Between the mid-1960s and mid-1970s Freddie Francis directed a number of horror and thriller films. Unfortunately it was often often a case of quantity over quality as he took on unpromising assignments from Hammer, Amicus and whoever else was offering steady work. Yet if The Deadly Bees and Trog are notorious examples of bad cinema, Francis also directed some intriguing films such as Mumsy, Nanny, Sonny and Girly and The Vampire Happening.
The Psychopath, made under the auspices of Amicus, is also one of Francis's better efforts, clearly gaining from his experiences in helming a number of Hammer's mini-Hitchcocks and the curious British-German krimi co-production Traitor's Gate.
Images from the title and credits sequence; thanks to the guys at Cinemageddon who put together this German version with the English audio track.
Indeed, the story here comes across as something that Edgar Wallace could easily have penned in the 1920s, given a 1960s update in the manner of the Rialto films from West Germany.
Almost everyone except the investigating Inspector Holloway is a suspect, be it the group of old war colleagues initially targeted by the killer; the young medical student who is dating one of their daughters, or the widowed old woman confined to a wheelchair through a psychosomatic rather than physical condition who lives with her Milquetoast son in a house full of dolls.
"No love lost in the House of Dolls" - a relevant Joy Division quote, given the war crimes that have something to do with the case.
Dolls also figure in the killer's modus operandi, as a doll bearing the features of each victim is left with their body. Besides being a nice Wallace-esque quirk courtesy of screenwriter Robert Bloch, the use of the doll / mannequin trope also helps position The Psychopath as another point of connection between various 1960s and 70s thrillers:
One of the dolls that signal death
Bloch had also, of course, written Psycho, whose mother-son relationship is vaguely echoed by that between Mrs Von Sturm and her son. Psycho's shower scene murder provided a major source inspiration for the likes of Freda and Bava, who upped the stakes in films like The Ghost and Blood and Blood and Black Lace respectively: What Hitchcock suggested a blade could do to human flesh, Freda showed. Where Hitchcock gave audiences two murder set pieces, Bava gave them six.
Bava's film, of course, also featured mannequins and people as mannequins in those body in pieces and Hans Bellmer kind of ways. ("Mannequin comes from the French word mannequin, which had acquired the meaning "an artist's jointed model", which in turn came from the Middle Dutch word mannekijn, meaning little man, figurine.")
This theme would be taken up would later gialli like Torso ("They were only dolls - stupid dolls, made out of flesh and blood!") and Deep Red, along with the Spanish Pieces ("It's exactly what you think it is.")
Nevertheless, there are also differences between Francis's film and its intertexts. While The Psychopath features a number of stylish compositions and makes conscious use of a limited colour palette primarily consisting of reds, greens and the black-white scale, it's far less imaginative and excessive than Bava's work.
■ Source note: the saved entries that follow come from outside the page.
PR #1234, opened 2022-12-09
removes unnecessary run overrides in concrete executors

MarcelKoch:
The overrides of `run` in our concrete executors are unnecessary. With the addition of the generic device-id scope guard, the implementation in `ExecutorBase` is sufficient.

### DIFF
--- a/include/ginkgo/core/base/executor.hpp
+++ b/include/ginkgo/core/base/executor.hpp
@@ -1330,6 +1330,14 @@ public:
         return {this, 0};
     }
 
+    void run(const Operation& op) const override
+    {
+        this->template log<log::Logger::operation_launched>(this, &op);
+        op.run(std::static_pointer_cast<const ReferenceExecutor>(
+            this->shared_from_this()));
+        this->template log<log::Logger::operation_completed>(this, &op);
+    }
+
 protected:
     ReferenceExecutor()
     {
--- a/include/ginkgo/core/base/executor.hpp
+++ b/include/ginkgo/core/base/executor.hpp
@@ -1155,6 +1155,8 @@ class ExecutorBase : public Executor {
     friend class ReferenceExecutor;
 
 public:
+    using Executor::run;
+
     void run(const Operation& op) const override
     {
         this->template log<log::Logger::operation_launched>(this, &op);
--- a/include/ginkgo/core/base/executor.hpp
+++ b/include/ginkgo/core/base/executor.hpp
@@ -1153,6 +1153,7 @@ public:
     void run(const Operation& op) const override
     {
         this->template log<log::Logger::operation_launched>(this, &op);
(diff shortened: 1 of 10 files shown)


include/ginkgo/core/base/executor.hpp
```diff
@@ -1153,6 +1153,7 @@ class ExecutorBase : public Executor {
     void run(const Operation& op) const override
     {
         this->template log<log::Logger::operation_launched>(this, &op);
+        auto scope_guard = get_scoped_device_id_guard();
```
upsj, line 1156: very minor point: this adds another small allocation to run(...). It's unlikely this will affect performance in any way, but if it were, we could make the scoped guards non-polymorphic with an executor type enum.

upsj (approved):

pratikvn (approved):
LGTM!

include/ginkgo/core/base/executor.hpp
MarcelKoch: You are right, but I would do that in a separate PR.

MarcelKoch:
The override in `ReferenceExecutor` is necessary, because it's derived from `OmpExecutor` and not from `ExecutorBase<ReferenceExecutor>`. IMO, we should change the inheritance here. It seems the only reason for it is code sharing.

upsj:
@MarcelKoch strong agree, though it conflicts with the LambdaOperation, which doesn't have a ReferenceExecutor overload

MarcelKoch:
This might actually be an interface breaking change. Currently, it is possible to call `exec->run(op)` with a user defined operation class on any executor even if the corresponding module is not enabled. But with this change, calling `run` on an executor for which the module is not build throws an exception due to missing device-id guard implementation.

upsj:
We don't have a clear cut definition of interface breaks, but runtime changes are usually fine, especially in such an IMO uncommon use case.

yhmtsai:
MaxOS throws the error in core/test/executor
`C++ exception with description "/Users/runner/work/ginkgo/ginkgo/core/device_hooks/dpcpp_hooks.cpp:118: feature get_scoped_device_id_guard is part of the dpcpp module, which is not compiled on this system" thrown in the test body.`
maybe miss the dpcpp part?

upsj:
Or alternatively we shouldn't avoid attempting to create executors that are not compiled?

MarcelKoch:
format-rebase!

upsj (approved):
new changes LGTM as well. Not sure if this is in the scope of the PR, but can now we make `Executor::create(...)` also fail if it is not compiled? This currently leads to quite delayed error messages only at attempting to do something with the executor. Of course, we need to figure out how to handle disabled host executors when creating device executors. Maybe disallow such inconsistent configurations altogether?

MarcelKoch:
@upsj I think another PR would be better suited for that.

PR #1236, opened 2022-12-11
Add stream support to CUDA and HIP

### LINKED ISSUE #1206: Support custom streams in CUDA and HIP
We could make the integration with other applications more complete if we allowed users to provide custom streams that will be used for all kernels

TODO:
- [ ] Use stream-ordered allocation (`cudaMallocAsync`, `cudaFreeAsync`, though they use a memory pool, so it might still make sense to use a regular synchronizing `cudaMalloc` and `cudaFree` in some cases)
- [x] Pass stream parameter to all kernel launches (`<<<grid, block, 0, stream>>>`)
- [x] Set stream on all sparselib handles (cuBLAS, cuSPARSE, cuFFT, cuRAND?)
- [x] Set stream on all thrust kernel launches (`thrust::cuda::par.on(stream)`)

upsj:
TODO:
- [x] test this behavior, see [cuDF tests](https://github.com/rapidsai/cudf/tree/branch-23.02/cpp/tests/utilities/identify_stream_usage) for how to do it
- [x] add stream to sparselib/blas handles
- [x] add RAII stream handle types for CUDA and HIP

Closes #1206


cuda/base/curand_bindings.hpp
```diff
@@ -35,6 +35,7 @@ OF THIS SOFTWARE, EVEN IF ADVISED OF THE POSSIBILITY OF SUCH DAMAGE.
 
 
 #include <curand.h>
+#include <driver_types.h>
```
upsj, line 38: not sure how that ended up here, can be removed

MarcelKoch (commented):
What happens with a user provided stream, if `device_reset = true` in a cuda/hip executor? For the cuda docs, it seems like using the stream again is undefined behavior.

upsj:
yes, to be honest, I think the device_reset settings exceed the scope of a single executor and should be removed in the long term. I like to think of devices like the MPI environment: They should only be initialized and finalized globally. Streams and devices should usually have a wider scope than executors, unless they are explicitly created internally.

MarcelKoch:
That sounds like a reasonable approach. Perhaps we could deprecate the constructor with the device_reset in another PR.
Right now, maybe we could issue a warning if a user sets `device_reset` and also a custom stream, or don't offer a constructor with both device_reset and stream parameter.
Sidenote: Our cuda/hip executors count the number of active executors on a specific device, and only does the reset if there are no other active executors. So that case should be handled 'correctly', but it might ignore device_reset even if it was set by a user.

upsj:
Ah, thanks for the reminder, that's actually slight worse IMO: This way the order of destruction matters for whether `DeviceReset` gets called.

cuda/base/thrust.cuh
```diff
@@ -0,0 +1,57 @@
...
+
+
+namespace gko {
+namespace kernels {
+namespace cuda {
+
+
+inline auto thrust_policy(std::shared_ptr<const CudaExecutor> exec)
+{
+    return thrust::cuda::par.on(exec->get_stream());
```
MarcelKoch, line 48: Is that part of the public thrust API? I couldn't find it in their online docs. If it's not part of the public API, do you know which versions support this?

upsj: yes, the documentation is a bit bad in that regard. I am not sure whether the generic `thrust::par` would be equivalent. It should be supported by all versions of Thrust.

MarcelKoch: Do you have any link to their docs for either of that? I still can't find anything on that.

upsj: Sorry, I mixed up standardese with Thrust, it should be [thrust::device](https://thrust.github.io/doc/group__execution__policies_ga330d16be82b0518b6a37d026c2811e7e.html#ga330d16be82b0518b6a37d026c2811e7e), though more recent versions have thrust::par as well. The stream parameter is not documented anywhere though.

MarcelKoch: I find that a bit troublesome, but I guess it works? At least I can find it in the headers directly.

upsj: Thrust doesn't have a big team working on it, so they can't focus too much on documentation, sadly :(

MarcelKoch: It is actually mentioned in the release notes of thrust 1.8.0 https://github.com/NVIDIA/thrust/releases/tag/1.8.0. Until it breaks, that is enough for me.

common/cuda_hip/base/device_matrix_data_kernels.hpp.inc
```diff
@@ -39,12 +39,12 @@ void remove_zeros(std::shared_ptr<const DefaultExecutor> exec,
     // due to overly generic assignment operator and constructor leading to
     // ambiguities. So we need to use our own fake_complex type
     using device_value_type = device_member_type<ValueType>;
-    auto value_ptr = thrust::device_pointer_cast(
-        reinterpret_cast<const device_value_type*>(values.get_const_data()));
+    auto value_ptr =
+        reinterpret_cast<const device_value_type*>(values.get_const_data());
```
MarcelKoch, line 43: Do we not need the thrust pointer cast any more because of the new execution policy, or was it always unnecessary? Either way, it is nice that we can do without it.

upsj: it was always unnecessary, I only had some segfaults in the past that made me think it was necessary, but the issue must have been elsewhere

MarcelKoch (approved):
Reviewing this is a bit hard because there are so many smaller changes. I've done some regex searches, and it seems that there are no kernel launches without the stream parameter anymore. (Unless we are not using the <<<...>>> syntax somewhere, but I don't think so.) And the proposed testing might catch the cases we missed.
Other than that, the interface changes on the executor side look good. Perhaps we could add a constructor, so that we have one constructor with the device_reset parameter, but without the stream and vice versa.

upsj:
format!

hip/base/hiprand_bindings.hip.hpp
```diff
@@ -72,11 +72,13 @@ struct is_supported<std::complex<double>> : std::true_type {};
...
 inline hiprandGenerator_t rand_generator(int64 seed,
-                                         hiprandRngType generator_type)
+                                         hiprandRngType generator_type,
+                                         hipStream_t stream)
 {
     hiprandGenerator_t gen;
-    hiprandCreateGenerator(&gen, generator_type);
-    hiprandSetPseudoRandomGeneratorSeed(gen, seed);
+    GKO_ASSERT_NO_HIPRAND_ERRORS(hiprandCreateGenerator(&gen, generator_type));
+    GKO_ASSERT_NO_HIPRAND_ERRORS(
```
yhmtsai, line 80: hiprandSetStream is available from 1.5.0

third_party/identify_stream_usage/identify_stream_usage.cpp
```diff
@@ -0,0 +1,299 @@
+/*
+ * Copyright (c) 2022, NVIDIA CORPORATION.
+ *
+ * Licensed under the Apache License, Version 2.0 (the "License");
```
yhmtsai, line 4: We can directly use the code by keeping license, right? We only use it from third party and in testing purpose.

yhmtsai (approved):
LGTM. 
Some tests needs to fix and
stencil example may also need to add the get_stream or comment

cuda/factorization/cholesky_kernels.cu
```diff
@@ -114,49 +115,16 @@ void cholesky_symbolic_count(
...
+                postorder_parent, row_nnz);
     }
 }
 
 GKO_INSTANTIATE_FOR_EACH_VALUE_AND_INDEX_TYPE(
     GKO_DECLARE_CHOLESKY_SYMBOLIC_COUNT);
 
 
-template <typename ValueType, typename IndexType>
-void cholesky_symbolic_factorize(
```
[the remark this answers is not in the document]
upsj: unfortunately, they need Csr sorting, which relies on hipSPARSE/cuSPARSE, so they need to stay separated

cuda/preconditioner/jacobi_kernels.cu
```diff
@@ -69,187 +69,7 @@ constexpr int default_grid_size = 32 * 32 * 128;
...
-    ValueType* result_values, size_type result_stride) GKO_NOT_IMPLEMENTED;
-
-GKO_INSTANTIATE_FOR_EACH_VALUE_AND_INDEX_TYPE(
-    GKO_DECLARE_JACOBI_CONVERT_TO_DENSE_KERNEL);
-
-
 }  // namespace jacobi
 }  // namespace cuda
 }  // namespace kernels
-}  // namespace gko
```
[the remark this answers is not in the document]
upsj: yeah definitely, no idea how that got lost

third_party/identify_stream_usage/CMakeLists.txt
```diff
@@ -0,0 +1,27 @@
+cmake_minimum_required(VERSION 3.17)
```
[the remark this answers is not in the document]
upsj: this would fail if used with an older version, but since it is guarded by a flag, I think this should be fine?

third_party/identify_stream_usage/identify_stream_usage.cpp
upsj: yes, maybe we should mention it in LICENSE.md, but the licenses are compatible

hip/base/hiprand_bindings.hip.hpp
upsj: which packaged HIP version does that coincide with?

yhmtsai:
I have checked all `>>>`. If they are kernel call, they use stream.

test/utils/executor.hpp
```diff
@@ -54,60 +54,53 @@ OF THIS SOFTWARE, EVEN IF ADVISED OF THE POSSIBILITY OF SUCH DAMAGE.
...
-std::shared_ptr<ExecType> init_executor(
-    std::shared_ptr<gko::ReferenceExecutor>);
-
-
-template <>
-inline std::shared_ptr<gko::ReferenceExecutor>
-    init_executor<gko::ReferenceExecutor>(
-        std::shared_ptr<gko::ReferenceExecutor>)
+inline void init_executor(std::shared_ptr<gko::ReferenceExecutor>,
+                          std::shared_ptr<gko::ReferenceExecutor>& exec)
```
MarcelKoch, line 58: nit: I know it doesn't make a lot of difference, but the single parameter version would work as well in all of these (and the mpi) cases

cuda/test/base/cuda_executor.cu
```diff
@@ -95,11 +95,18 @@ protected:
     void SetUp()
     {
         ASSERT_GT(gko::CudaExecutor::get_num_devices(), 0);
+#ifdef GKO_TEST_NONDEFAULT_STREAM
+        cuda = gko::CudaExecutor::create(
+            0, omp, false, gko::default_cuda_alloc_mode, stream.get());
```
pratikvn, line 100: Maybe I am missing something here. This is still `nullptr` right ? I dont see a `StreamCreate` for association with a non-default stream.

hip/base/hiprand_bindings.hip.hpp
yhmtsai: I think it should be available in all our considered version?

.gitlab/variables.yml
```diff
@@ -15,6 +15,7 @@
     BUILD_MPI: "OFF"
     MPI_AS_ROOT: "OFF"
     FAST_TESTS: "OFF"
+    NONDEFAULT_STREAM: "OFF"
```
MarcelKoch, line 18: Do we have at least one test with the stream check on?

MarcelKoch (approved):
looked at it again, only very minor nits.

test/utils/executor.hpp
upsj: The template specialization version didn't work for me, because it can't differ in number of parameters afaik?

.gitlab/variables.yml
upsj: yes, `build/cuda110/mvapich2/gcc/cuda/debug/shared` has a subsequent `test` job

include/ginkgo/core/base/executor.hpp
```diff
@@ -1532,7 +1541,8 @@ class CudaExecutor : public detail::ExecutorBase<CudaExecutor>,
     static std::shared_ptr<CudaExecutor> create(
         int device_id, std::shared_ptr<Executor> master,
         bool device_reset = false,
-        allocation_mode alloc_mode = default_cuda_alloc_mode);
+        allocation_mode alloc_mode = default_cuda_alloc_mode,
+        CUstream_st* stream = nullptr);
```
MarcelKoch, line 1545: Perhaps just as a reminder, I think it would be good, to have only constructors with either device_reset or stream parameter.

cuda/test/base/cuda_executor.cu
upsj: no, it is constructed with `cudaStreamCreate` in the `gko::cuda_stream` constructor

test/utils/executor.hpp
MarcelKoch: Oh, I missed that. In that case, never mind.

include/ginkgo/core/base/executor.hpp
upsj: maybe it would make sense to handle this in another PR adding custom allocator support (for AMReX's memory pool)

MarcelKoch: The issue is not with the allocation mode, but with the device reset. So I think it fits in here. I think at the top of the PR there is our old discussion, and this was just meant as a reminder for that.

upsj: Yes, I only want to keep the number of interface changes small, since this will likely be another longer discussion :smile:

upsj: It still anticipates a design decision we haven't made yet. We should probably discuss that tomorrow :)

cuda/test/base/cuda_executor.cu
```diff
@@ -95,11 +95,18 @@ protected:
...
+#else
         cuda = gko::CudaExecutor::create(0, omp);
+#endif
         cuda2 = gko::CudaExecutor::create(
-            gko::CudaExecutor::get_num_devices() - 1, omp);
+            gko::CudaExecutor::get_num_devices() - 1, omp, false,
+            gko::default_cuda_alloc_mode, cuda->get_stream());
```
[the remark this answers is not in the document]
upsj: good point, I'd have to look up how cross-GPU copies and streams interact

pratikvn:
Some comments:

1. I think we should support other ways of stream creation ? See `(cuda/hip)StreamCreateWithFlags`
2. I am not sure if we should just accept a device specific stream object type, or have something more generic, that is abstracted over all the executors ? The user specifies a general gko::stream object, which internally stores the device specific stream type ? 
3. Do we have any applications that currently use this ? If not, maybe we should consider sketching out a more generic approach to asynchronous execution ?

upsj:
@pratikvn thanks for pointing to `StreamCreateWithFlags`, I thought this was only available in a more recent CUDA version, but it's already there in CUDA 9.2, so we can support it generically. I think the rest we can discuss in the meeting :)

include/ginkgo/core/base/executor.hpp
upsj: I think I'd prefer sticking with this for now, and changing the new constructor in a subsequent PR

include/ginkgo/core/base/executor.hpp
```diff
@@ -159,10 +159,19 @@ struct cublasContext;
...
 struct cusparseContext;
 
+struct CUstream_st;
+
 struct hipblasContext;
 
 struct hipsparseContext;
 
+#if GINKGO_HIP_PLATFORM_HCC
+struct ihipStream_t;
```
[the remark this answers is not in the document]
upsj: no, afaik the HIP backend doesn't define such an alias

upsj:
format!

common/cuda_hip/factorization/cholesky_kernels.hpp.inc
```diff
@@ -156,3 +156,36 @@ __launch_bounds__(default_block_size) void cholesky_symbolic_factorize_kernel(
         out_cols[out_base] = row;
     }
 }
+
+
+template <typename ValueType, typename IndexType>
```
pratikvn, line 161: I think this is from the cholesky PR ?

common/cuda_hip/factorization/factorization_kernels.hpp.inc
```diff
@@ -361,3 +361,191 @@ __global__ __launch_bounds__(default_block_size) void initialize_l(
 
 
 }  // namespace kernel
+
+
+template <typename ValueType, typename IndexType>
+void add_diagonal_elements(std::shared_ptr<const DefaultExecutor> exec,
```
pratikvn, line 367: Same for the kernels in this file.

pratikvn (dismissed):
I think there are some changes from other PRs here.

common/cuda_hip/factorization/cholesky_kernels.hpp.inc
upsj: no, this code was only moved from cuda/factorization/cholesky_kernels.hpp so we have a single place where we set the stream for CUDA and HIP kernels. The functions were identical except for the kernel call syntax anyways.

common/cuda_hip/factorization/factorization_kernels.hpp.inc
upsj: same here

common/cuda_hip/factorization/cholesky_kernels.hpp.inc
upsj: but thanks for pointing this out, it's maybe not entirely clear with the files being so apart in the listing 😅

PR #1241, opened 2022-12-14
Proof of concept: local operation for mpi

yhmtsai:
The idea is simple: the operation only considers the local matrix (the diagonal part).
`op->apply(b, x) on mtx` -> `op->apply(b.local, x.local)` on mtx.local no communication is needed.
Of course, the generated matrix is only based on the diagonal part, so it might lose some global information.
ILU/IC might not prefer this way. I guess it still works well when the offdiagonal is not heavy/strong
Jacobi should be quite suitable for this case unless we would like to have a cross rank block.
With this, we can also have a distributed IR with local preconditioner to refine solution by global communication.
all LinOpFactory (it can easily extend to LinOp) including Multigrid

### DIFF
--- a/include/ginkgo/core/distributed/local_factory.hpp
+++ b/include/ginkgo/core/distributed/local_factory.hpp
@@ -1,0 +1,129 @@
+/*******************************<GINKGO LICENSE>******************************
+Copyright (c) 2017-2022, the Ginkgo authors
+All rights reserved.
+
+Redistribution and use in source and binary forms, with or without
+modification, are permitted provided that the following conditions
+are met:
+
+1. Redistributions of source code must retain the above copyright
+notice, this list of conditions and the following disclaimer.
+
+2. Redistributions in binary form must reproduce the above copyright
+notice, this list of conditions and the following disclaimer in the
+documentation and/or other materials provided with the distribution.
+
+3. Neither the name of the copyright holder nor the names of its
+contributors may be used to endorse or promote products derived from
+this software without specific prior written permission.
+
+THIS SOFTWARE IS PROVIDED BY THE COPYRIGHT HOLDERS AND CONTRIBUTORS "AS
+IS" AND ANY EXPRESS OR IMPLIED WARRANTIES, INCLUDING, BUT NOT LIMITED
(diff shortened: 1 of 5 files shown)


upsj:
Thanks for adding this! We already discussed this as a special-case RAS without overlap a long time ago, but with the interface for that not being ready, I think it's a good first step. With only a single distributed matrix type, I don't think we need the whole GetLocal indirection though, and the name should probably reflect its intended purpose (local preconditioning) more closely.

include/ginkgo/core/distributed/local_factory.hpp
```diff
@@ -0,0 +1,129 @@
...
+namespace distributed {
+
+
+/**
+ * The LocalFactory class defines a local factory for (MPI-)distributed system
+ *
+ * It will generate individual factory on the local matrix, so there's no
+ * communication in the local factory or corresponding operation.
+ */
+class LocalFactory : public EnableLinOp<LocalFactory> {
```
upsj, line 61: This is a LinOp, not a factory
```suggestion
class LocalPreconditioner : public EnableLinOp<LocalFactory> {
```

tcojean:
As stated in slack, I believe @pratikvn has a RAS somewhere and wanted to wrap it up and generate plots for the ECP milestone.

include/ginkgo/core/distributed/local_factory.hpp
yhmtsai: Thanks for suggestion. I am not good at naming a class.
I would like to avoid Preconditioner because it can be used for any kind of Factory (or generated LinOp)
something like LocalLinOp but I wonder it is confusing.

upsj:
@yhmtsai I think `Preconditioner` is the closest/most important use case. There may be more unusual use cases, but using it as a solver only makes sense when the local parts are independent (so you wouldn't even need MPI). Another possibility would be `LocalOperator`, which would make it harder to discover for users who are looking for a simple preconditioner. Alternatively, we could also call it `distributed::BlockJacobi`, but that may be very far from the normal use of the term (which involves exact solves of the diagonal blocks)

yhmtsai:
it's handled by #1248

PR #602, opened 2020-07-28
Create executor in exec_map only if requested.

greole:
Fixes #594 Create executor only if requested using lambda functions inside the `exec_map`.

PR #1243, opened 2022-12-15
throws in `Executor::create` if module is not compiled

MarcelKoch:
This PR makes all the `ConcreteExecutor::create` throw if the module is not compiled. This is also true for `OmpExecutor` and `ReferenceExecutor`. Also, the `populate_exec_info` function now also throws.

### DIFF
--- a/core/device_hooks/cuda_hooks.cpp
+++ b/core/device_hooks/cuda_hooks.cpp
@@ -52,17 +52,11 @@ version version_info::get_cuda_version() noexcept
 
 std::shared_ptr<CudaExecutor> CudaExecutor::create(
     int device_id, std::shared_ptr<Executor> master, bool device_reset,
-    allocation_mode alloc_mode)
-{
-    return std::shared_ptr<CudaExecutor>(new CudaExecutor(
-        device_id, std::move(master), device_reset, alloc_mode));
-}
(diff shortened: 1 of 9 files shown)


MarcelKoch:
format!

tcojean:
I believe we discussed this a while ago and decided for not doing this?

upsj:
@tcojean Do you think it would be possible to find the discussion again? I'd be curious to understand the rationale, maybe we can even document it in the hooks?

yhmtsai:
I also remembered we discuss it before, but does not find any related discussion yet. I think one of reason was example or benchmark always create all executors such that we need to do that. but after https://github.com/ginkgo-project/ginkgo/pull/602, we should not face this issue.

tcojean:
Good job Mike, I was also looking. I'm quite sure it appeared indeed here: https://github.com/ginkgo-project/ginkgo/pull/554, but the comments were on slack it seems and not in the PR.

Some concern to keep in mind is that for me this is almost an interface break in some form due to changing exception behavior. In all, some user codes would not work anymore depending on how they did their executor selection because of throwing.

MarcelKoch:
In an earlier internal discussion, the majority favored throwing only at kernel launches. Since this is a relatively small change, and it could lead to potential user issues, as pointed out by @tcojean, I will not pursue this further.

PR #1244, opened 2022-12-15
FGMRES

yhmtsai:
This PR adds the FGMRES. I am not sure whether to create FGMRES like FCG 
reference https://www-users.cse.umn.edu/~saad/Calais/PREC.pdf and the paper A Flexible Inner-Outer Preconditioned GMRES Algorithm
TODO:
- [x] create FGMRES? (using `with_flexible(true)`)
- [ ] avoid the unnecessary allocation (partially, it only avoids the allocation of flexible in normal. It may be possible to reduce some allocation in flexible, too)

### DIFF
--- a/core/solver/gmres.cpp
+++ b/core/solver/gmres.cpp
@@ -76,6 +76,7 @@ std::unique_ptr<LinOp> Gmres<ValueType>::transpose() const
             share(as<Transposable>(this->get_preconditioner())->transpose()))
         .with_criteria(this->get_stop_criterion_factory())
         .with_krylov_dim(this->get_krylov_dim())
+        .with_flexible(this->get_parameters().flexible)
         .on(this->get_executor())
         ->generate(
             share(as<Transposable>(this->get_system_matrix())->transpose()));
@@ -90,6 +91,7 @@ std::unique_ptr<LinOp> Gmres<ValueType>::conj_transpose() const
             as<Transposable>(this->get_preconditioner())->conj_transpose()))
         .with_criteria(this->get_stop_criterion_factory())
         .with_krylov_dim(this->get_krylov_dim())
+        .with_flexible(this->get_parameters().flexible)
         .on(this->get_executor())
         ->generate(share(
             as<Transposable>(this->get_system_matrix())->conj_transpose()));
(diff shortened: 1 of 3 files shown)


upsj (approved):
Really nice work, I didn't consider we can just add this to GMRES instead of adding an entirely different solver. Related, should we at some point merge FCG and CG the same way?

Is there an easy way to construct an example where variable-preconditioned GMRES breaks down?

core/solver/gmres.cpp
```diff
@@ -341,9 +347,16 @@ void Gmres<ValueType>::apply_dense_impl(const VectorType* dense_b,
                                     span{local_num_rows * (restart_iter + 1),
                                          local_num_rows * (restart_iter + 2)},
                                     span{0, num_rhs});
-        // preconditioned_vector = get_preconditioner() * this_krylov
+        auto preconditioned_krylov = create_submatrix_helper(
```
upsj, line 350: we could also store a std::unique_ptr outside and allocate it only if necessary?

core/solver/gmres.cpp
```diff
@@ -414,6 +427,9 @@ void Gmres<ValueType>::apply_dense_impl(const VectorType* dense_b,
     auto krylov_bases_small = create_submatrix_helper(
         krylov_bases, dim<2>{num_rows, num_rhs},
         span{0, local_num_rows * (restart_iter + 1)}, span{0, num_rhs});
+    auto preconditioned_krylov_bases_small = create_submatrix_helper(
```
upsj, line 430: same here

MarcelKoch (approved):

core/solver/gmres.cpp
yhmtsai: I move the corresponding into the scope because they are only needed once and read-only

core/solver/gmres.cpp
yhmtsai: done

yhmtsai:
@upsj it avoids some additional allocation from FGMRES in GMRES now.

upsj:
Awesome, thanks for the update!

yhmtsai:
rebase!

MarcelKoch (approved):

Insofar as the two men were great cinematographers and technicians, I would ascribe this to a general film cultural thing. Take an English Gothic by Fisher or Francis, and an Italian Gothic, even one nominally made in an English style, by Robert Hampton or John M. Old (Bava's reading of his distributors request to make up "an old English name" under which he could be credited) and you immediately get the difference.
A US poster for the film; did Glenn Danzig see it on a double bill with Fanatic? Unlikely, since Fanatic was a Hammer production, but a nice thought....
Francis's Taste the Blood of Dracula is perhaps exemplary in this regard, insofar as he apparently only gave the film's cinematographer Arthur Grant colour filters he had previously used himself somewhat reluctantly. Had the film been directed by Bava you suspect he would either have functioned as his own cinematographer or encouraged whoever was his cinematographer to use more stylised lighting from the get-go.
Returning to the krimi, there are also some distinctive omissions: First, no attempt is made to signify that the film is indeed taking place in London, England. Instead, this is just taken for granted. Second, the usual developing romantic attachment between the woman in peril and the Scotland Yard man aspect is missing, perhaps because Patrick Wymark is not a dashing and dynamic lead in the Joachim Fuchsberger or Heinz Drache mould.
As far as placing the film temporally the treatment of Mark Von Sturm is noteworthy. Had the film been made a few years later, I got the feeling that he would have been made into an explicitly homosexual figure rather than being given artistic inclinations. As it is these inclinations still lead into fairly coy Peeping Tom-type artists and models territory as far as nudity and sleaze are concerned compared to five years later.
Two final aspects of the film that must be commented upon are the effective score by twelve-toner Elizabeth Luytens, one of those serious composers who benefited from the opportunity to do the kind of high-culture music she wanted within the low-culture format of the horror film, and the titles, with their use of an eerie eyeless doll's head vaguely recalling Halloween's pumpkin head.